Michalak was sworn in as Ambassador to Vietnam in August. “Being named Ambassador to Vietnam was the greatest thrill of my life and I can assure you that this is the best job in the Foreign Service,” he said. “This is the job to which I have aspired since I joined the service. If I go no higher I will be very satisfied that I have done my best and been recognized by my peers and my bosses as a first rate officer.”
As Ambassador, Michalak is the voice of the President in Vietnam. “All decisions in the Embassy are ultimately my responsibility, and Washington listens to my opinions – even if they don’t always follow my advice – whenever I send them in. Whenever a Cabinet official wants to know what’s going on in Vietnam they come to me – no matter what time it is here,” he explained. “It is quite a challenge to keep up with issues from building a new Embassy to human rights to complicated airplane deals to relations between our two military establishments. I love it!”
Earlier in his career, Michalak served in Australia, Pakistan, Japan and China, which led to his role in OU’s Woodcock Legacy Seminars. These annual seminars bring together professionals and government officials involved in Chinese trade and international business development. When Michalak began working in China in the early 1990s, he was contacted by Associate Professor of Anthropology Richard Stamps and Lieutenant Mel Gilroy, who asked for his participation as the first annual seminar was being organized.
Michalak explained, “I was delighted that I had an opportunity to give back to my alma mater something more than the $50 or $100 I would give in response to the annual giving request from the Alumni Association.”
Michalak attended many of the seminars, including the first, discussing China’s economic outlook and the country’s relationship with the United States, Japan, and the rest of the world. “I knew many of the Chinese Embassy people from Washington and would accompany them to the seminar, and I could actually use some of my poor Chinese in talking to them at the seminar,” he said.
Michalak is also involved with the OU-Guizhou partnership, through which OU-trained volunteers annually travel to China to immerse themselves in the culture and share their skills with their Chinese counterparts, and has spent time meeting with faculty and students about China and the Foreign Service. “I have been very happy with my career choice and love the opportunity to talk to people about my experiences in the service. It can be a very exciting job and exposes you to all kinds of situations that you rarely have a chance to see in ordinary life,” he said.
Michalak majored in physics at OU, earned a master’s in physics from Catholic University, and worked at NASA for four years before deciding to become a diplomat.

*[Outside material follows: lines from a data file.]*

PR #38839, opened 2020-05-29
Type guard by deep property

ShuiRuTian:
Fixes #32399 
Fixes #18758

support `if` clause,  `switch` clause and `??` to narrow type by nest property for 
`Typeof`, `Truthiness`, `Discriminant`

---

There some limitations described here https://github.com/microsoft/TypeScript/pull/38839#issuecomment-902383213

And we need to do more things described here as following PR https://github.com/microsoft/TypeScript/pull/38839#issuecomment-973769448

PR #56173, opened 2023-10-22
Add Support for Using Aliased Discriminants in Conditional Statements

### LINKED ISSUE #55577: Type inference fails when using combined boolean variable in if condition
### 🔎 Search Terms

"typescript destructuring losses types", "typescript destructuring losses type object is possibly undefined", "typescript type alias destructuring loses type", "typescript inference with union types"

### ⏯ Playground Link

https://www.typescriptlang.org/play?#code/C4TwDgpgBAqgzhAigVwgJxAJQnZAbYAHgBUA+KAXigG8AoKBqASzgGVkBjDnOALigBmAQzwIA3PUYATIcCH9kAOykQBTRRCkSAvlAA+NSQxbsuPfsDSoJjKDLn9itbRNoClHYEwD2iqMgQUdBAACgBKfngkVAxsXAJCRWQAWwAjdHI6WzQIYGQ0PyzbRhNObjg+QREEABojYvt5f2VVdU062xdnWloOXzhgGjtZJsaARhrmNjLzKdNyuDGoXSoA6ODwiT7FAaHG-kaAJknSswr+U4XD5cp-QJjQsK3+wephh3ehAGYT6bPKy48L43Vb3DZPHoAekhUAAkoMAO7eNAAazgUCE6IgAA9IJ5NLQmAIoCFARUlgAyClzGYVa5Umn-L5hQy2cYAOmA3gAorjfBBFF4RJt6kdOTy+RpBUxhRC2SMvuLeWB+dLZToettdkIcvMeLcyYsoAzDfTqYavq5oXDBlJvDhFAByRHIlFQAAW6AgkwR7qYeGgTGAjvRACsAoMhFA+ml1LIfH5vMSQ7SEHBHYTiSEdRA9RUWUUGByucrVUK8CL5XJDkrJQLy5XpArayqpQ2IdogA

### 💻 Code

```ts
type UseQueryResult<T> = {
    isSuccess: false;
    data: undefined;
} | {
    isSuccess: true;
    data: T
};

function useQuery(): UseQueryResult<number> {
    return {
        isSuccess: false,
        data: undefined,
    };
}

const { data: data1, isSuccess: isSuccess1 } = useQuery();
const { data: data2, isSuccess: isSuccess2 } = useQuery();
const { data: data3, isSuccess: isSuccess3 } = useQuery();

// It works as expected
if (isSuccess1 && isSuccess2 && isSuccess3) {
    data1.toExponential();
    data2.toExponential();
    data3.toExponential();
}

const areSuccess = isSuccess1 && isSuccess2 && isSuccess3;

// It doesn't work here, while it's just a combination of 'successes'
if (areSuccess) {
    data1.toExponential();
    data2.toExponential();
    data3.toExponential();
}
```

### 🙁 Actual behavior

The issue occurs when using the combined boolean variable `areSuccess` in the second if condition. Although `isSuccess1`, `isSuccess2`, and `isSuccess3` are all true, TypeScript cannot narrow down the types of `data1`, `data2`, and `data3` within the if block, leading to a type error

### 🙂 Expected behavior

`areSuccess` is a combination of the individual `isSuccess` variables, it should correctly infer the types of `data1`, `data2`, and `data3` as the specific data type (number) defined for the queries. This should allow the code to call the toExponential method on each data variable without any issues.

_No response_

Zzzen:
Fixes #55577

### DIFF
--- a/src/compiler/checker.ts
+++ b/src/compiler/checker.ts
@@ -27162,7 +27162,7 @@ export function createTypeChecker(host: TypeCheckerHost): TypeChecker {
                 return isConstantReference((node as AccessExpression).expression) && isReadonlySymbol(getNodeLinks(node).resolvedSymbol || unknownSymbol);
             case SyntaxKind.ObjectBindingPattern:
             case SyntaxKind.ArrayBindingPattern:
-                return isVariableDeclaration(node.parent) && isVarConstLike(node.parent);
+                return isBindingElement(node.parent) ? isConstantReference(node.parent.parent) : isVariableDeclaration(node.parent) && isVarConstLike(node.parent);
         }
         return false;
     }
--- a/src/compiler/checker.ts
+++ b/src/compiler/checker.ts
@@ -27162,7 +27162,8 @@ export function createTypeChecker(host: TypeCheckerHost): TypeChecker {
                 return isConstantReference((node as AccessExpression).expression) && isReadonlySymbol(getNodeLinks(node).resolvedSymbol || unknownSymbol);
             case SyntaxKind.ObjectBindingPattern:
             case SyntaxKind.ArrayBindingPattern:
-                return isBindingElement(node.parent) ? isConstantReference(node.parent.parent) : isVariableDeclaration(node.parent) && isVarConstLike(node.parent);
+                const rootDeclaration = getRootDeclaration(node.parent);
+                return isVariableDeclaration(rootDeclaration) && isVarConstLike(rootDeclaration);
         }
         return false;
     }
--- a/src/compiler/checker.ts
+++ b/src/compiler/checker.ts
@@ -27160,6 +27160,9 @@ export function createTypeChecker(host: TypeCheckerHost): TypeChecker {
             case SyntaxKind.ElementAccessExpression:
                 // The resolvedSymbol property is initialized by checkPropertyAccess or checkElementAccess before we get here.
                 return isConstantReference((node as AccessExpression).expression) && isReadonlySymbol(getNodeLinks(node).resolvedSymbol || unknownSymbol);
+            case SyntaxKind.ObjectBindingPattern:
+            case SyntaxKind.ArrayBindingPattern:
+                return isVariableDeclaration(node.parent) && isVarConstLike(node.parent);
         }
         return false;
     }
--- a/tests/baselines/reference/controlFlowAliasedDiscriminants.errors.txt
+++ b/tests/baselines/reference/controlFlowAliasedDiscriminants.errors.txt
@@ -2,9 +2,13 @@ controlFlowAliasedDiscriminants.ts(39,9): error TS18048: 'data1' is possibly 'un
 controlFlowAliasedDiscriminants.ts(40,9): error TS18048: 'data2' is possibly 'undefined'.
 controlFlowAliasedDiscriminants.ts(65,9): error TS18048: 'bar2' is possibly 'undefined'.
 controlFlowAliasedDiscriminants.ts(66,9): error TS18048: 'bar3' is possibly 'undefined'.
+controlFlowAliasedDiscriminants.ts(86,14): error TS1360: Type 'string | number' does not satisfy the expected type 'string'.
+  Type 'number' is not assignable to type 'string'.
+controlFlowAliasedDiscriminants.ts(98,19): error TS1360: Type 'string | number' does not satisfy the expected type 'string'.
+  Type 'number' is not assignable to type 'string'.
 
 
-==== controlFlowAliasedDiscriminants.ts (4 errors) ====
+==== controlFlowAliasedDiscriminants.ts (6 errors) ====
     type UseQueryResult<T> = {
         isSuccess: false;
         data: undefined;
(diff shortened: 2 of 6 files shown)


src/compiler/checker.ts
```diff
@@ -27160,6 +27160,9 @@ export function createTypeChecker(host: TypeCheckerHost): TypeChecker {
             case SyntaxKind.ElementAccessExpression:
                 // The resolvedSymbol property is initialized by checkPropertyAccess or checkElementAccess before we get here.
                 return isConstantReference((node as AccessExpression).expression) && isReadonlySymbol(getNodeLinks(node).resolvedSymbol || unknownSymbol);
+            case SyntaxKind.ObjectBindingPattern:
+            case SyntaxKind.ArrayBindingPattern:
+                return isVariableDeclaration(node.parent) && isVarConstLike(node.parent);
```
Andarist, line 27165: shouldn't this lead to calling `isConstantReference` recursively (perhaps accompanied by some other checks but still)? What about nested binding patterns (`const { a: { b: b2 } } = ...`)?

Zzzen: Thank you for bringing this to my attention! I was surprised to discover that TypeScript currently lacks support for nested binding patterns during cross symbol analysis. I don't know if it is intended though.

[playground](https://www.typescriptlang.org/play?useDefineForClassFields=true&target=9&module=1&noImplicitUseStrict=true&ts=5.3.0-dev.20231029#code/C4TwDgpgBAchDOwIBMoF4oG8BQU9VEgC4oByRAJwEsA7Ac1IG5d8KEwSd9upkBDYHxKVadFngC+2CVAA+WcQXAQSpGgFcAtgCMIFJorbwOCnvn6CSGnXubcpU7F3wAbCMChGwAQhJxEKHb4AMYA9jSIWJ7snLwCfFASADRKkIno0cZBeFQAZlAAFITQaKVkIvSkAJSmZnGCUPACVPC5VAiNwNT0jHgA9H2NABah6i6oNKEeehShFIpS3HmFXgB0xehl5F2i1bVma2sWCU3ALW0dFXTZidLYQA)

```ts
type Nested = {
    type: 'string';
    resp: {
        data: string
    }
} | {
    type: 'number';
    resp: {
        data: number;
    }
}

{
    let resp!: Nested;
    const { resp: { data }, type } = resp;
    if (type === 'string') {
        data satisfies string;  // should not error
    }
    if (resp.type === 'string') {
        resp.resp.data satisfies string;
    }
}
```

Andarist: This sounds like https://github.com/microsoft/TypeScript/pull/38839#issuecomment-1160929515

I was more thinking about cases like this:
```ts
type Nested =
  | {
      resp: {
        type: "string";
        data: string;
      };
    }
  | {
      resp: {
        type: "number";
        data: number;
      };
    };

declare const nested: Nested;

const {
  resp: { type, data },
} = nested;
if (type === "string") {
  data satisfies string; // should be OK
}
```

This keeps the dependency between the discriminant and another property "at the same level" but at the same time both are coming from a nested binding pattern.

src/compiler/checker.ts
```diff
@@ -27160,6 +27160,9 @@ export function createTypeChecker(host: TypeCheckerHost): TypeChecker {
             case SyntaxKind.ElementAccessExpression:
                 // The resolvedSymbol property is initialized by checkPropertyAccess or checkElementAccess before we get here.
                 return isConstantReference((node as AccessExpression).expression) && isReadonlySymbol(getNodeLinks(node).resolvedSymbol || unknownSymbol);
+            case SyntaxKind.ObjectBindingPattern:
+            case SyntaxKind.ArrayBindingPattern:
+                return isBindingElement(node.parent) ? isConstantReference(node.parent.parent) : isVariableDeclaration(node.parent) && isVarConstLike(node.parent);
```
Andarist, line 27165: an alternative solution for this could look smth like this:
```suggestion
                const rootDeclaration = getRootDeclaration(node.parent);
                return isVariableDeclaration(rootDeclaration) && isVarConstLike(rootDeclaration);
```

Andarist: I believe that this should work as well: [TS playground](https://www.typescriptlang.org/play?ts=5.4.0-dev.20231104#code/C4TwDgpgBAqgzhAigVwgJxAJQnZAbYAHgBUA+KAXgCgooAfKAbxttYEs4BlZAYx5zgAuKADMAhngQBuFqygATMcDHDkAO3kQRbNRHky5AXxYNmc2h258Bw4GlQHzi5cOKPahmVRHqewNgD2alDICCjoIAAUAJTC8EioGNi4BIRqyAC2AEbo5GZQaBDAyGjB+RZcvPxwQqISCAA0sgpKKiEaWjp6TR4yxlQ8QXDATC0uY2IAjA1QllU2s5XWNZNQhpQhYYlR0V4+an6BwcA4wJGME8LOUzNzy7V31XCrhnFbEcn4ROnZudFMLEGamGo2uV1aACZbksnsJHgIIWsNqEEhEYo4gSCLmCJgBmaFWWGLQkCXFIiibVEYdFUQFDEZiQokmobeErKAAMg5xPmNURXJ591xjjYIigkUZEGZcH+5QmkwAdMAAgBRAAeYCCEDU-gk6KgAHoDVA4AALAL4eRQAIAa2a1whStVGq1OrYet2huNZoteCttvtrVxTvVmt0bo9Ui9JvNlutdo8VH6QA) but the problem is that we are dealing with a pseudo-reference here. At this point, we can't easily check if the original symbol for which we are performing the narrowing is a non-reassigned parameter.

src/compiler/checker.ts
Andarist: I think that I might have accidentally fixed this in [this PR](https://github.com/microsoft/TypeScript/pull/56306). When I sat down to it I totally forgot about the conversation here 😅

src/compiler/checker.ts
Zzzen: Wish there was a 'const' modifier available for parameters and we could just check that!

Andarist: This should make that possible: https://github.com/microsoft/TypeScript/pull/56313

gabritto:
@typescript-bot run DT
@typescript-bot test top100

gabritto (approved):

He credits OU with teaching him that he could have friends – and make friends – with people of every rank and station. “This has been great for me as I have met Presidents and Secretaries of State both here and abroad and the easy going familiarity with authority I believe I developed at Oakland has been a real asset for me,” he said.
“More and more I don’t have to explain that OU is not in California and no, Rochester is in Michigan, not New York. OU alums are showing up in the Foreign Service and connections like the Guizhou project have helped to get OU known within China. I have run into OU professors at international conferences and even in airports getting ready to go to Asia,” Michalak said. “The new International Relations curriculum adds momentum to the burgeoning connections that OU is making, and I look forward to doing what I can to continue that momentum into the future.”